And that was in 1948! Kennan’s considerable reputation beyond X and the Long Telegram stems substantially from the innumerable opportunities for criticism his longevity afforded him. Whether that reputation is warranted, however, is a different story—as, for example, in the extent of his role in formulating the Truman Doctrine and the Marshall Plan. 
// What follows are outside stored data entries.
PR #2751, opened 2025-05-20
Don't compile with CGO for Windows

chadlwilson:
CGO cross-compile was enabled in a8365f4ed7e63424f35f3c92dfe9d518555f6491 10 years ago, but without any comment as to why it was needed and no obvious commits around the same time - perhaps Windows native compilation was much less stable at the time (Golang `1.4` era)?

I'm not sure it is necessary anymore, so probably better to remove? WDYT @sriv?

### DIFF
--- a/build/make.go
+++ b/build/make.go
@@ -36,7 +36,6 @@ const (
 	bin               = "bin"
 	gauge             = "gauge"
 	deploy            = "deploy"
-	CC                = "CC"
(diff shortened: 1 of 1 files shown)


sriv:
Indeed, the CGO support was for legacy reasons, and not something I'd assume is required in 2025.

sriv (approved):

PR #2758, opened 2025-06-08
Aggregate pre+post hook messages and screenshots from parallel tests

### LINKED ISSUE #2747: Missing suite hook messages in JSON report
**Describe the bug**

Gauge version: 1.6.14 (currently the latest version)
Gauge messages sent in Hooks @BeforeSuite and @AfterSuite get lost when tests are executed in parallel. The messages are missing in json-report's result.json then.

**To Reproduce**

I prepared a repository to reproduce the issue.

https://github.com/GerdGriessbach/GaugeMissingSuiteHookMessagesDemo

**Expected behavior**

Gauge messages sent in Hooks @BeforeSuite and @AfterSuite can be found in the json report regardless the tests are executed in parallel or not.

**Quickfix**

Both fixes are probably not clean fixes because I'm not familiar with the Gauge code base and Go at all. But it seems to fix at least my problem with the missing messages. At least with this fixes my tests with parallel test exececutions generates correct reports including the missing Gauge messages.

I identified the code which needs to be fixed. In file execution/parallelExecution.go in method aggregateResults the line

```golang
	r := result.NewSuiteResult(ExecuteTags, e.startTime)
```

accidentally ignores all the values stored in e.suiteResult.

Quickfix 1 (copies all values from e.suiteResult):

```golang
func (e *parallelExecution) aggregateResults(suiteResults []*result.SuiteResult) {
	r := e.suiteResult
	for _, result := range suiteResults {
...
```

Quickfix 2 (copies at least the hook messages):

```golang
func (e *parallelExecution) aggregateResults(suiteResults []*result.SuiteResult) {
	r := result.NewSuiteResult(ExecuteTags, e.startTime)
	r.PreHookMessages = e.suiteResult.PreHookMessages
	r.PostHookMessages = e.suiteResult.PostHookMessages
	for _, result := range suiteResults {
```

chadlwilson:
Fixes #2747 
- should fix for both the "legacy" parallel and the multithreaded grpc case

Not really sure I know what I am doing here or what the consequences might be of this, but this does seem to work in both cases.

Would probably be better to have separate implementations for producing the final suiteResult between the two styles as the `aggregateResults` code path is clearly intended for the original legacy design.

### DIFF
--- a/execution/parallelExecution.go
+++ b/execution/parallelExecution.go
@@ -295,9 +295,19 @@ func (e *parallelExecution) finish() {
 
 func (e *parallelExecution) aggregateResults(suiteResults []*result.SuiteResult) {
 	r := result.NewSuiteResult(ExecuteTags, e.startTime)
+	if e.suiteResult != nil {
+		r.PreHookMessages = e.suiteResult.PreHookMessages
+		r.PreHookScreenshotFiles = e.suiteResult.PreHookScreenshotFiles
+		r.PostHookMessages = e.suiteResult.PostHookMessages
+		r.PostHookScreenshotFiles = e.suiteResult.PostHookScreenshotFiles
+	}
 	for _, suiteResult := range suiteResults {
 		r.SpecsFailedCount += suiteResult.SpecsFailedCount
 		r.SpecResults = append(r.SpecResults, suiteResult.SpecResults...)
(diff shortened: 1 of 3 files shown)


GerdGriessbach:
This fix looks good to me. Thanks.

sriv (dismissed):

PR #10, opened 2016-07-17
Replace word “beers” for “drinks”

lukemorton:
Couple reasons:

 - I’m drinking more Gin and Tonics these days
 - Some people prefer a Coca-Cola
 - It’s more about socialising than a particular beverage

In the future I’d even prefer to frame the evening around the word social rather than drinks. It’s all about inclusion of various view points and lets be fair some people don’t do alcohol.


davidwinter:
LGTM!

PR #15, opened 2016-08-16
Remove +Support and +AaaS traits

lukemorton:
We are removing these traits as we no longer see a separation between Support and AaaS work. Engineers should be able to move freely between our various offerings.

### DIFF
--- a/roles/engineer.md
+++ b/roles/engineer.md
@@ -12,7 +12,7 @@ We need someone:
 
 We expect someone in the role:
 
-- to be billable for at least half their time after 2 weeks on-boarding
+- to be fully billable after 2 weeks on-boarding
 - to be involved in practice improvement discussions within 3 months
 - to be actively practicing modern software craftsmanship practices such as TDD within 3 months
 - to be autonomously delivering features of a small nature within 3 months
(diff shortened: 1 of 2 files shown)


davidwinter:
LGTM!

roles/engineer.md
```diff
@@ -12,37 +12,14 @@ We need someone:
 
 We expect someone in the role:
 
+- to be billable for at least half their time after 2 weeks on-boarding
```
chrisblackburn: Historically the half-time billable expectations was for less experienced joiner
In my head, there's an expectation of being closer to fully billable pre- achieving the +lead trait

alex-min:
:+1:

roles/engineer.md
lukemorton: Yeah I changed this here to provoke this conversation actually. I'm not sure how to document this difference in expectation.

chrisblackburn: The current way we bill AaaS teams requires a full-time ("good faith") billing commitment. Not to say that's set in stone necessarily, but would require a billing rethink. 

Given where we're currently hiring, do we have an expectation that everyone joining the team could be fully billable in two weeks? I think the difference was when we were focusing our hiring around less experienced engineers?

lukemorton: Yes I think on project work we can probably say most people will be fully
billable. It's well known that Support isn't at such utilisation, not just
down to experience level but the bitty type of work that can sometimes
occur. Of course as we get better at using iterations to ship Support work
then I guess we will see utilisation go up too.

PR #16, opened 2016-08-16
Introduce outline of new traits

lukemorton:
This is based on previous conversations between myself and various colleagues.

The aim here will be to introduce both needs and concrete expectations so that people know exactly what we're looking for and can easily be measured. At the moment I've only added needs to trigger a conversation around these traits.

Currently taking input on:

 - Other traits that we think would be valuable to introduce now
 - Suggestions on expectations for traits
 - Updates to needs for the traits listed here

### DIFF
--- a/roles/engineer.md
+++ b/roles/engineer.md
@@ -20,6 +20,36 @@ We expect someone in the role:
 
 ## Engineer traits
 
+### +Advocate
+
+We need someone:
+
+ - to represent the company by speaking in public
+ - to represent the company on social media
+ - to represent the companies hiring interests publicly
+
+### +Architecture
+
+We need someone:
+
+ - to lead implementations of application and system level design
+ - to actively promote the evolution of existing application architecture
+
+### +Customer
+
+We need someone:
+
+ - to regularly communicate with customers
+ - to facilitate communication between their team and customers
+ - to encourage improvements in how we communicate with customers
+
+### +Delivery
+
+We need someone:
+
+ - to regularly improve our process for delivering software
+ - to ensure the done done completion of tasks
+
 ### +Lead
 
 We need someone:
@@ -34,3 +64,10 @@ We expect someone in the role:
 - to need less than 1 day per week of Technical Director involvement in their deliveries
 - to be mentoring middleweight developers on their team within 2 months
 - to be improving our practices across the business within 3 months
+
+### +Mentor
+
+We need someone:
+
+ - to provide a mentorship role to a colleague
+ - to encourage learning across the company
--- a/roles/README.md
+++ b/roles/README.md
@@ -71,3 +71,21 @@ to offer up extra activities or even a new role.
 
 We want to foster a culture where everybody feels empowered to do their role and
 as they feel comfortable and ready push in any direction they wish.
+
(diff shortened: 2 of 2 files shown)


roles/engineer.md
```diff
@@ -34,3 +64,9 @@ We expect someone in the role:
 - to need less than 1 day per week of Technical Director involvement in their deliveries
 - to be mentoring middleweight developers on their team within 2 months
 - to be improving our practices across the business within 3 months
+
+### +Mentor
+
+We need someone:
+
+- to be helping colleagues and company friends develop their skills
```
craigjbass: This is very broad

lukemorton:
It might be that +Lead and +Mentorship are too similar and we only go ahead with one for now.

Previous thinking was that +Lead trait has already started appearing amongst teams and is typically a more experienced member of the team who helps push teams forward, provides more of a scrum/flow master role, pulls everyones socks up in terms of code standards, etc.

+Mentor is more about helping those in your team learn new skills or helping people in the wider company or even outside the company.

### +Mentor

We need someone:

 - to provide a mentorship role to a colleague
 - to encourage learning across the company

roles/engineer.md
```diff
@@ -20,6 +20,36 @@ We expect someone in the role:
 
 ## Engineer traits
 
+### +Advocate
+
+We need someone:
+
+ - to represent the company by speaking in public
+ - to represent the company on social media
+ - to represent the companies hiring interests publicly
```
chrisblackburn: company's

craigjbass:
@lukemorton is the outcome to have a broad approach to each role, or a very narrow approach

I would say +Coach would make sense instead of +Lead, but then this would not predicate a tech background. 

If the tech knowledge is split out this could then be +Mentor but then this predicates some mentoring ability in one or more particular stacks. This might be a large barrier to entry if we want to go down the Polyglot approach and have lots of stacks. Potentially each +Mentor could be in a particular stack, but then to have a role around a stack would potentially become a business barrier to entry to just picking up a new stack as there is already inertia around other stacks.

+Architecture is interesting as this should encapsulate transferable knowledge, and be stack agnostic.

I would say I can mentor on generalised knowledge that can apply ATDD to Ruby, PHP, Java, Kotlin but it would be a joke for me to attempt to mentor someone on Rails or Spree at this time.

lukemorton:
I would say all traits will be agnostic to a particular technology.

craigjbass:
Do you expect everyone to get +Mentor if they are capable of mentoring

lukemorton:
I think we will layout expectations as per the Engineer role and existing traits which will be quantifiable to the point we can say yes this person exhibits this trait or not.

If everyone fulfils the criteria of the +Mentor then they are indeed +Mentor.

craigjbass:
Perhaps a narrow approach would be highly beneficial

lukemorton:
Okay I feel we've got a nice mix of traits at the moment. I've left +Lead in for now, however it looks more likely that more specific traits will end up superseding the need for +Lead.

Merging this PR in. Next couple of PRs will handle +Lead and expectations for traits.

PR #17, opened 2016-08-19
Basic instructions on segmenting new leads

chrisblackburn:


lukemorton:
Would probably be good to link to the master contact list. Have been linking to trello and google docs in this repo even though public as all the links are locked down.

In reality, he was simply a verbalizer for ideas already swirling at the State Department, particularly those of Dean Acheson and Will Clayton, undersecretary for economic affairs. (Joseph Marion Jones’s classic account, The Fifteen Weeks, makes precisely this point.) Further, Kennan disagreed with Truman and Acheson on politico-military matters, opposing NATO’s creation as “a final militarization of the present dividing-line through Europe.” Kennan also reversed course on Germany, initially favoring its division to stabilize Europe, then advocating its demilitarized reunification, well before Western European economic recovery and rearmament. Fortunately, his path to reunification never became American policy, since it would have opened a Central European power vacuum ripe for Soviet exploitation. Dean Rusk correctly judged that “that approach .  .  . allows you to be nibbled to death, like ducks. Kennan couldn’t see that.” Remarkably, in November 1989, when the Berlin Wall came down, Kennan wrote in the Washington Post that it was too soon to consider reunification!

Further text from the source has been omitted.